> **Exercise**
Give every line of the records exactly, please, from the first up to and including the one containing "- mobile notification".

(Records drawn from a dataset)
Issue #5618, opened 2015-02-02
Error Message on Profile Update not Shown


sam09:
Steps to reproduce the bug:
 Go to Edit Profile
 Fill in some invalid data, like a huge string for name field.
Click Submit

The page shows profile updated, however the profile is not changed as validation fails.

Flaburgan:
I guess https://github.com/diaspora/diaspora/pull/5619 closed this one.

PR #5619, opened 2015-02-03
Fixed Isssue #5618. The profile update page shows the correct message.

sam09:


jhass:
D'oh, good catch! Thanks!

PR #6074, opened 2015-06-07
Fix some Bootstrap 3 regressions

svbergerem:
- mobile notification padding ([before](https://cloud.githubusercontent.com/assets/3798614/8023628/26a8f736-0d14-11e5-9872-4553a8df1dc1.png)) ([after](https://cloud.githubusercontent.com/assets/3798614/8023631/321cc0fc-0d14-11e5-9b50-fec89b89c1f5.png))
- width of mobile notifications and stream page

PR #6247, opened 2015-07-24
Fix page width on people view (BS3 regression)

ghost:
People page regains its normal width.
Before:

capture d ecran 2015-07-24 a 20 35 59

After:

capture d ecran 2015-07-24 a 20 33 42

### DIFF
--- a/app/assets/stylesheets/mobile/mobile.scss
+++ b/app/assets/stylesheets/mobile/mobile.scss
@@ -312,8 +312,7 @@ h3 {  margin-top: 0; }
 }
 
 .header-full-width {
-  margin: -10px;
-  margin-bottom: 1.5rem;
+  margin: -10px -10px 0;
   padding-top: 5px;
   background-color: #fff;
   border-bottom: 1px solid #aaa;
--- a/app/views/people/show.mobile.haml
+++ b/app/views/people/show.mobile.haml
@@ -15,19 +15,19 @@
   .bottom_bar
     - if !@person.tag_string.blank? && user_signed_in?
       = Diaspora::Taggable.format_tags(@person.tag_string)
-
-.col-md-12.profile_stream
-  - if @stream.stream_posts.length > 0
-    - if @post_type == :photos
-      = render 'photos/index', photos: @stream.stream_posts
+.row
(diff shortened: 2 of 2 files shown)


svbergerem:
http://stackoverflow.com/a/18882813

We use the Bootstrap grid system also on other mobile pages (e.g. on those pages where we have one combined template for the mobile and desktop view) so I'd suggest that we start using the Bootstrap grid in a proper way instead of removing it from some pages and keeping it on others.

AugierLe42e:
https://github.com/diaspora/diaspora/pull/6074/files#diff-9eac80d828cb5c27b2a4ae46132e070fL5

svbergerem:
On the people show page [that stream is already wrapped](https://github.com/diaspora/diaspora/blob/develop/app/views/people/show.mobile.haml#L25) in a `.col-md-12` and having a `.col-**-**` inside a `.col-**-**` without a `.row` in between is wrong,  but there are some other places where this is missing which means that it is inconsistent, that's right.

AugierLe42e:
So basically, a `.row` is missing? Ok, let me correct that.

svbergerem:
One way to make that consistent throughout our codebase would be a rule like
> 1. Whenever you use `col-**-**`, wrap it in a `.row` in the same file. 
> 2. Whenever you render some file in a `.row` make sure there is a `.col-**-**` in between.

svbergerem:
> So basically, a .row is missing?

It's not just the `.row`. The structure of our code should be

```haml
.container # (or .container-fluid) should be somewhere in the layout files
  .row
    .col-**-**
      .row
        .col-**-**
  .row
    .col-**-**
```

AugierLe42e:
I don't think there is any `.container` anywhere on the mobile view. At least, I don't find any on stream page.

Flaburgan:
I noticed this problem today, thank you for solving it :)

svbergerem:
Thanks! As I wrote in [this comment](https://github.com/diaspora/diaspora/pull/6247#issuecomment-124620276) I think we should properly use the Bootstrap grid on the mobile website but that is out of scope of this PR.

PR #6255, opened 2015-07-27
Update gems

jhass:
See #3855


denschub:
Merged! Thanks.

denschub:
Okay, apparently I broke a cuke while backporting. https://travis-ci.org/diaspora/diaspora/builds/73310194 Will investigate this evening.

PR #6259, opened 2015-07-28
Update home_controller.rb

mikicaivosevic:
Refactor method toggle_mobile

### DIFF
--- a/app/controllers/home_controller.rb
+++ b/app/controllers/home_controller.rb
@@ -26,13 +26,7 @@ class HomeController < ApplicationController
   end
 
   def toggle_mobile
-    if session[:mobile_view].nil?
-      # we're most probably not on mobile, but user wants it anyway
-      session[:mobile_view] = true
-    else
-      # switch from mobile to normal html
-      session[:mobile_view] = !session[:mobile_view]
-    end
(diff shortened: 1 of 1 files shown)


app/controllers/home_controller.rb
```diff
@@ -26,13 +26,7 @@ def show
...
 
   def toggle_mobile
-    if session[:mobile_view].nil?
-      # we're most probably not on mobile, but user wants it anyway
-      session[:mobile_view] = true
-    else
-      # switch from mobile to normal html
-      session[:mobile_view] = !session[:mobile_view]
-    end
+    session[:mobile_view] = session[:mobile_view].nil? ? true : false
```
jhass: I'm not sure this is equivalent.
```
new value:

old value | old variant | new variant
----------+-------------+------------
nil       | true        | true
true      | false       | false
false     | true        | false
```

If the tests pass, a test exercising the last case would be great though. Or maybe I'm wrong and it can never get `false`?

mikicaivosevic: Hm, my bad, I will fix.

jhass:
Closing in favour of #6260 

Note that if you edit a commit and force push to the branch the PR will update ;)

PR #6266, opened 2015-07-29
Fix conversations view with no contacts

### LINKED ISSUE #6265: Bug in message view when having no contacts?
Hi folks,

I just encountered a strange issue when testing the new welcome message feature (#6021).

A newly created account was not able to click on the welcome message (to show it on the right side) while having no contacts.

After adding the new profile as a contact on my own profile (and vice versa) I was able to click the message with the new user account.

Maybe you have an idea about what that issue could possibly be, otherwise I'd of course be willing to help narrow it down.

Browser: 43.0.2357.130 Built on Ubuntu 14.04, running on elementary OS 0.3 (64-bit)

Cheers
Thomas

svbergerem:
Fixes #6265.


denschub:
Merged as d8505b2ae0b674bff70efbe02d73ded495cda84d, thank you!

Issue #6235, opened 2015-07-22
Sidebar links are not fully clickable


maliktunga:
Here is the clickable zone of Stream:
![stream](https://cloud.githubusercontent.com/assets/6393838/8840115/f6d6c906-30aa-11e5-9396-3f77cc8f1ea0.png)

Here is the clickable zone of My Activity:
![myactivity](https://cloud.githubusercontent.com/assets/6393838/8840113/f032447c-30aa-11e5-8058-87049dd9d41e.png)

Here is the clickable zone of @Mentions:
![mentions](https://cloud.githubusercontent.com/assets/6393838/8840136/3762c9e8-30ab-11e5-8ab3-ea0c6c8fd7cc.png)

Here is the clickable zone of My Aspects:
![myaspects](https://cloud.githubusercontent.com/assets/6393838/8840166/7498c51a-30ab-11e5-9d04-b689c6d21b3d.png)

Here is the clickable zone of #Followed Tags
![followedtags](https://cloud.githubusercontent.com/assets/6393838/8840182/b6c04ff8-30ab-11e5-92db-e4b191d6845c.png)

I would expect the clickable zone to cover the blue zone just like with My Aspects and #Followed Tags.

I use Diaspora 0.5.99.0-p0713edaf on https://social.mrzyx.de/
Firefox 39.0 on Fedora 22

Flaburgan:
https://github.com/diaspora/diaspora/pull/6112 should have solved this.

PR #6267, opened 2015-07-29
Issue #6235: Add hoverable class inside the a tag

morashid92:
I initially altered leftnavbar.scss by adding in <tt>#stream_selection > li {cursor: pointer}</tt>, but realised thats insanity because all it does is changes pointer on hovering and is still un-clickable!. However after inspections, adding the class <tt>hoverable</tt> inside the a tag instead, gives a much better result!


svbergerem:
Thank you!

PR #6271, opened 2015-07-30
Raise rubocop abc size metric from 15 to 20

KentShikama:
```
      def save_request_parameters
        session[:client_id] = @o_auth_application.client_id
        session[:response_type] = @response_type
        session[:redirect_uri] = @redirect_uri
        session[:scopes] = scopes_as_space_seperated_values
        session[:request_object] = @request_object
        session[:nonce] = params[:nonce]
      end
```

The above method has an ABC metric of 16 and is not currently passing the check.

```
      def restore_request_parameters
        req = Rack::Request.new(request.env)
        req.update_param("client_id", session[:client_id])
        req.update_param("redirect_uri", session[:redirect_uri])
        req.update_param("response_type", response_type_as_space_seperated_values)
        req.update_param("scope", session[:scopes])
        req.update_param("request_object", session[:request_object])
        req.update_param("nonce", session[:nonce])
      end
```

The above method has an ABC metric of 20.02 and is not currently passing the check.

I just feel like 15 is a bit too strict.

### DIFF
--- a/.rubocop.yml
+++ b/.rubocop.yml
@@ -13,6 +13,10 @@ Metrics/MethodLength:
 # The guiding principle of classes is SRP, SRP can't be accurately measured by LoC
 Metrics/ClassLength:
   Max: 1500
+  
+# Raise AbcSize from 15 to 20
+Metrics/AbcSize:
+  Max: 20
 
 # No space makes the method definition shorter and differentiates
 # from a regular assignment.


jaywink:
Totally agree :+1:

jhass:
Yeah, I wanted to try to run with it for a while, but it is.

Merged as 23bea8e3d37c2e2fbb24a489dd08b78cacbe91b9

Thanks

PR #6277, opened 2015-07-31
Use css spinner instead of gif

svbergerem:
Uses a css spinner for
- infinite streams
- notification dropdown
- publisher:
  - location
  - loader while publishing a post
  - ~~photo uploader~~
- modals
- changing the name in the getting started view

To use the spinner add `.spinner` to your code. The spinner will use width and height of the parent element so putting it inside of a `.loader` div sets the width and height to 32px. You can also use it without the `.loader` div and manually set width and height for the spinner.

I replaced the ajax-loader gif only for the desktop view. There are also four other places where we still use gif (because I didn't want to touch the code yet):

``` bash
$ grep -Rin "loader2" app lib spec features 
app/assets/javascripts/mobile/mobile_file_uploader.js:33:            "<img alt='Ajax-loader2' src='"+ImagePaths.get('ajax-loader2.gif')+"' />" +
app/assets/javascripts/widgets/lightbox.js:181:      self.image.attr("src", ImagePaths.get("ajax-loader2.gif"));
app/assets/stylesheets/vendor/autoSuggest.css:14:  background: asset_path("ajax-loader2.gif") right center no-repeat;
app/assets/stylesheets/oembed.scss:2:  background: image-url("ajax-loader2.gif") no-repeat center center;
app/assets/stylesheets/autocomplete.scss:46:  background: white image-url('ajax-loader2.gif') right 5px center no-repeat;
```

Here are two videos where you can see the new spinner:
http://videobin.org/+9gs/cmt.html
http://videobin.org/+9gs/cmu.html


svbergerem:
I reverted the changes for the photo uploader and added the new spinner to the search input in the header. I removed the spinner for autoSuggest inputs since neither on develop nor on stable it is displayed.

The two photo uploaders and the lightbox display the old spinner while they are loading an image, replace the img src of the spinner with the one of the image and the browser displays the image. If we would use the new spinner we would have to load the image in the background and replace the spinner with the image once it is completely loaded. jQuery [has a deprecated `load` function](https://api.jquery.com/load-event/) which doesn't seem to be reliable when used with images so I'd keep the gif loader for the uploaders and the lightbox in this PR.

There is a similar problem with the oEmbed stuff. The current implementation has a bug because it doesn't remove the spinner once the oEmbed content has been loaded. (AFAIR we have an issue somewhere) So also in this case I'd keep the gif loader in this PR and we can switch to the new spinner while fixing the other bug.

AugierLe42e:
Nice. Like it. Dunno why but CSS spinner never worked on my computer before port to BS3. I suppressed it during this work because of that.

svbergerem:
This PR should be ready to merge.

denschub:
No objections. :)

> **Solved exercise**
Issue #5618, opened 2015-02-02
Error Message on Profile Update not Shown


sam09:
Steps to reproduce the bug:
 Go to Edit Profile
 Fill in some invalid data, like a huge string for name field.
Click Submit

The page shows profile updated, however the profile is not changed as validation fails.

Flaburgan:
I guess https://github.com/diaspora/diaspora/pull/5619 closed this one.

PR #5619, opened 2015-02-03
Fixed Isssue #5618. The profile update page shows the correct message.

sam09:


jhass:
D'oh, good catch! Thanks!

PR #6074, opened 2015-06-07
Fix some Bootstrap 3 regressions

svbergerem:
- mobile notification padding ([before](https://cloud.githubusercontent.com/assets/3798614/8023628/26a8f736-0d14-11e5-9872-4553a8df1dc1.png)) ([after](https://cloud.githubusercontent.com/assets/3798614/8023631/321cc0fc-0d14-11e5-9b50-fec89b89c1f5.png))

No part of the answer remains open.